Appliances Informative - Opinion on old versus new

Review by virgil_watts6 on 2011-07-06
Just my opinion I think you would be better off to repair your old appliance. Only the ones with the manual knobs that worked for years mostly trouble free. I have started repairing the older washers and dryers. I get from people geting new ones and sell them to people who don't have much money. Some I even get from the junkyard. Most of them I repair fairly cheap. I see more newer ones in the junk than older ones but I don't get them they are nothing but trouble. They mostly need transmissons and boards which are expensive. They made good products for years, what happened? Cheap plastic parts and electronic boards operating on low voltage which don't take much to burn out parts. I wouldn't buy a new appliance of any kind as long as I can find parts for the old ones.
Just my opinion.
Comments:6 Replies - Latest reply on 2011-07-06
Posted by madconsumer on 2011-07-06:
the older appliances were made to last. these days we are in a disposable society, things are not made to last many many years. i remember a ge washer i had, was 20+ years old and worked great. sold it when i moved and regretted it a few times since.
Posted by D on 2011-07-06:
Amen brother! our washing machine is 30 years old and works perfectly every time... Old is good!
Posted by T on 2011-07-06:
I think that your opinion is dead-center correct. I'm not surprised to hear that you see a plurality of youth in the appliance junkyard.
Posted by Venice09 on 2011-07-06:
You are my new best friend, virgil watts6.
Posted by Anonymous on 2011-07-06:
I agree virgil. My over 25 yr. old fridge runs like new. Better than the "new" in many cases. All it needs is a little love every now and then.
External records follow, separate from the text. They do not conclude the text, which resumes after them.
PR #1309, opened 2023-06-16
Default trusted forwarders for zksync

kumaryash90:


joaquim-verges (commented):
Does OZ defender support zksync? Wonder if there's any relayer that works rn 😅 also with their AA setup, it might work a bit differently no?

Did we have a report of this being an issue already?

kumaryash90:
@joaquim-verges yeah they had enabled zksync some time ago: https://forum.openzeppelin.com/t/defender-release-support-for-zksync-era/35565

Though we haven't yet received any reports related to gasless tx issues, but adding this just in case.
Will look at ZKSync AA, and if gasless is needed at all.

joaquim-verges:
Nice, good catch anticipating this. Ship it

components/contract-components/hooks.ts
```diff
@@ -543,24 +544,30 @@ export function useCustomContractDeployMutation(
...
+                chainId,
+                compilerMetadata.data?.name,
+              )
+            : await getTrustedForwarders(
+                sdk.getProvider(),
+                sdk.storage,
+                compilerMetadata.data?.name,
+              );
+
+          console.log("trusted forwarders: ", trustedForwarders);
```
nachoiacovino, line 565:
```suggestion
```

Posted by GenuineNerd on 2011-07-06:
The older appliances do work better and last longer. My mother is still using a Maytag washer that she bought in 1974...all it needed was a belt replacement in those 37 years. As for today's new appliances, the lower-end models still use the old fashioned knobs. Even some lower-priced HE front loaders use knobs as well. Most low-end Whirlpool models, often sold under the "Inglis", "Roper", and "Estate" brands, use mechanical knob controls, whose reliability has been proven over the years. When it comes to appliances, more expensive isn't always better. The cheaper models that appliance buyers tend to shun (and appliance salesmen tend to steer buyers away from) are often the most reliable.